The mission of Tolerance.org is to help teachers and schools educate children and youth to be active participants in a diverse democracy.


Jeff wrote for Tolerance.org for 7 years and, during this time at The Southern Poverty Law Center, Tolerance.org won The Webby for Best Activist Site on the Internet.

Teaching As A Subversive Act


February 21, 2007 - An education professor confronts California’s mandated reading curriculum and invites his student-teachers to expand beyond the scripts.


By Jeff Sapp is a professor of education at California State University Dominguez Hills and a frequent contributor to Teaching Tolerance.




I teach language arts to new teachers at a state university in the greater Los Angeles area. I’ve been teaching for 27 years, have presented hundreds of literacy seminars around the world, have published children’s stories, written award-winning curricula and was invited by Phi Delta Kappa International to write and edit a book titled Teaching Reading Through Balanced Literacy.


Let’s just say I know what I’m doing when I teach strategies about comprehension skills to teachers of grades 4 to 8.


Or do I?


Sometimes, my students are less than sure; what they hear in our class is very different from what they see in their schools. My students are new teachers in the Los Angeles Unified School District (LAUSD), which has mandated the Open Court reading series, a highly scripted curriculum with lots of de-contextualized skills practice that "supports" testing.


The teachers in my classes relish the student-centered literacy strategies I model and appreciate the academic rigor behind them. The pressures of No Child Left Behind mandates (and how their schools have chosen to respond to them) always meter my students' enthusiasm, however - even though the strategies actually complement the Open Court curriculum.


This semester, one of my students, whom I'll call Luke, was the first to speak out about the conflict, one that arises without fail in every class I teach.


"Um, Jeff, this is great and all," Luke began. "But what about the master teacher who supervises me and forbids anything but scripts from Open Court?"


As I had many times before, I broke my student-teachers into small groups and asked them to brainstorm a list of things they felt might obstruct implementation of the literacy strategies we were learning. We discussed their concerns as a whole class, and then I invited them to try at least one strategy and come back the next week ready to share their experiences.


Within 24 hours, I received an email from Luke:


    Dear Dr. Sapp:

I’m the one who approached you with the Open Court question during class last night. You nearly made me cry today! One of our school’s 4th-grade teachers was absent today and they sent 7 of her students over to me so I could work with them.

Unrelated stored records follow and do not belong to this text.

PR #187, opened 2020-07-15
[CALCITE] Support for attributes in alternative type conversion syntax

michaelvdow:
- Data attribute support is added for alternative type conversion syntax and explicit CAST calls
 - Removed SqlFormatFunction since this functionality is now supported by the data attributes for alternative type conversion syntax


parsing/dialects/dialect1/config.fmpp
```diff
@@ -1123,15 +1124,13 @@ data: {
       "InlineCaseSpecific"
       "InlineCaseSpecificNamedFunctionCall"
       "InlineModOperator"
-      "AlternativeTypeConversionLiteralOrIdentifier"
-      "InlineFormatLiteralOrIdentifier"
       "NamedLiteralOrIdentifier"
+      "AlternativeTypeConversionLiteralOrIdentifier"
```
dasch-1, line 1128: nit: Can we order alphabetically? If not, we should probably add a comment saying why.

parsing/dialects/dialect1/config.fmpp
```diff
@@ -1123,15 +1124,13 @@ data: {
...
     ]
 
     postExpressionMethods: [
-      "AlternativeTypeConversionQuery"
-      "InlineFormatQuery"
       "NamedQuery"
+      "AlternativeTypeConversionQuery"
```
dasch-1, line 1133: nit: Can we order alphabetically? If not, we should probably add a comment saying why.

parsing/dialects/dialect1/parserImpls.ftl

Since they were on a different (Open Court) story than our class, my master teacher had me work with them in the back of the classroom. I was taken a bit by surprise, and so I tried everything you modeled to us last night. I did a shared reading of the story, and then the students and I did a retelling. We sequenced the story, split up the storyline and I had them do some art first, just like you showed us in class. We read our rough drafts and when we ran out of time, I suggested we finish it tomorrow. No! They wanted to take it home for homework! Throughout the entire next day they were like, "Alright, more work! Yeah!"

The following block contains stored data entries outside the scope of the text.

PR #190, opened 2020-07-16
[CALCITE] Added support for RENAME MACRO statements

AndrewPochapsky:
- Added base class SqlRename to be used for RENAME nodes
   - Refactored SqlRenameTable to use this new class
   - Modified return type of RENAME parsing logic to return this class
- Added new class SqlRenameMacro
- Added parsing logic for RENAME MACRO statements in dialect1's parserImpls
- Added tests


core/src/main/java/org/apache/calcite/sql/SqlRename.java
```diff
@@ -0,0 +1,72 @@
...
+     */
+    TO,
+
+    /**
+     * Query used the AS keyword.
+     */
+    AS
+  }
+
+  private final SqlIdentifier targetStructure;
```
dasch-1, line 41: nit: Let's make these fields public so callers can more easily access them.

parsing/dialects/dialect1/parserImpls.ftl
```diff
@@ -1456,7 +1456,7 @@ SqlDataTypeSpec DataTypeAlternativeCastSyntax() :
     }
 }
 
-SqlRenameTable SqlRenameTable() :
+SqlRename SqlRenameTable() :
```
dasch-1, line 1459: Why not keep this return as a SqlRenameTable type?

parsing/dialects/dialect1/parserImpls.ftl
```diff
@@ -1477,6 +1477,27 @@ SqlRenameTable SqlRenameTable() :
     }
 }
 
+SqlRename SqlRenameMacro() :
```
dasch-1, line 1480: Why not have this return the more specific SqlRenameMacro type?

parsing/dialects/dialect1/parserImpls.ftl
```diff
@@ -1477,6 +1477,27 @@ SqlRenameTable SqlRenameTable() :
...
+{
+    SqlIdentifier targetMacro;
```
dasch-1, line 1482: nit: Can this be final? (for this and other variables in this function).

core/src/main/java/org/apache/calcite/sql/SqlRename.java
```diff
@@ -0,0 +1,72 @@
...
+   * @param sourceStructure  What the structure is being renamed to
+   * @param renameOption  Whether the query was specified using TO or AS
+   */
+  protected SqlRename(SqlOperator operator, SqlParserPos pos,
+      SqlIdentifier targetStructure, SqlIdentifier sourceStructure,
+      RenameOption renameOption) {
+    super(operator, pos);
+    this.targetStructure = targetStructure;
+    this.sourceStructure = sourceStructure;
+    this.renameOption = renameOption;
```
dasch-1, line 59: To simplify things a little bit, do we even need to track the rename option? If there's no behavioral differences between the two cases, can we always just unparse TO and AS to the same value (e.g. AS)?

AndrewPochapsky: Not sure, I kept it his way since that is how it is done by SqlRenameTable. It would probably work to just unparse to AS each time. If so I can remove the enum completely and implement this change.

dasch-1: If it works the same, then I'd say let's go with the simpler approach of not having the enum at all.

core/src/main/java/org/apache/calcite/sql/SqlRename.java
```diff
@@ -0,0 +1,72 @@
...
+  private final SqlIdentifier targetStructure;
+  private final SqlIdentifier sourceStructure;
+  private final RenameOption renameOption;
+
+  /**
+   * Creates a {@code SqlRename}.
+   * @param operator   The specific RENAME operator
+   * @param pos  Parser position, must not be null
+   * @param targetStructure  The structure being renamed
+   * @param sourceStructure  What the structure is being renamed to
```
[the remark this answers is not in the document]
AndrewPochapsky: Interesting, I didn't know of this convention. I went off of what was in SqlRenameTable which had targetTable = table being renamed. What do you think about this @dasch-1 ?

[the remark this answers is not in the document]
dasch-1: Good point. Maybe we should just follow the nomenclature in the docs which is "old_name" and "new_name"?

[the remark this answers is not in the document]
dasch-1: If we do that, let's also change SqlRenameTable's fields to match.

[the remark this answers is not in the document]
AndrewPochapsky: That sounds good to me.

I couldn’t believe my eyes. They beat me into the room after recess, and, when I arrived, they already had pencils in their hands and were working on their writing! When I read their work, it blew me away because it was infinitely better than most writing that they don’t have any emotional connection to. We read our story and compared it to the Open Court version and it was good, man! I was definitely emotional!

        Thank you,

        Luke


I, like Luke, was very excited and replied to him, asking that he bring some of his students' work to our class, with their permission. I closed my email by saying, "Teaching is a subversive act."


Sustaining Subversive-ness

Most teachers understand that, whatever the issue is, if we're in a public school system, almost every choice we make is a political one. Stick to the proscribed curricula? Political, yet safe. Add to the scripted materials? Political, and less safe.


Luke's journey into resistance began when his master teacher was too busy to monitor his work. This sudden freedom to try out new strategies away from Big Brother’s watchful eye resulted in a literacy experience that was explosive and emotional for him - and for the students with whom he worked.


Of course, starting this journey and sustaining it are two different things. Sustaining our selves as subversive change agents means remembering that we don't need to go it alone.


A simple Google search will deliver Luke and his Los Angeles colleagues to an online community of educators grounded in resistance. One participant in a teacher forum, for example, recently shared, "Literature Circles are so important for kids! The thing is that I feel like I have to sneak implementing this in my classroom. It feels like I'm committing a subversive act against the government."


Whether we want to embrace student-centered teaching practices, resist English-only policies, oppose overuse of standardized tests, advocate for the safety of queer children or challenge gender inequities in schooling, others share our commitment to social justice, and we must connect with them.  As Bell Hooks reminds us, students are served best when classrooms are filled with "active participant[s], not passive consumer[s]. Education as the practice of freedom … connects the will to know with the will to become."


    Educators, like our students, "become" in the context of community -- and, when we do, we will

dare to discover the voices and interests of ourselves and our students by reaching beyond scripted lives.